### ENTRIES PROVIDED
------------------------------------------------
PR #16208, opened 2017-11-16
Ensure style updates take effect after the editor is re-attached

as-cii:
Refs: https://github.com/atom/teletype/issues/174
Refs: https://github.com/atom/teletype/pull/185

Previously, performing a style change while an editor was detached would cause the editor component to not observe the change. Thus, if the editor was later re-attached, it would use potentially incorrect measurements to position lines, cursors, etc.

With this pull-request we will now keep track of a global counter of how many times the styles have changed. Also, each editor component will have its own local counter tracking how many style changes it has observed. If on re-attach the global counter is different from the local counter, it means that the editor component is using stale measurements and, as such, needs to clear them out and re-measure.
------------------------------------------------
### DIRECTIONS
Count how many lines in the data above hold the string "editor", and give the number with no other words.

### EXPECTED ANSWER
3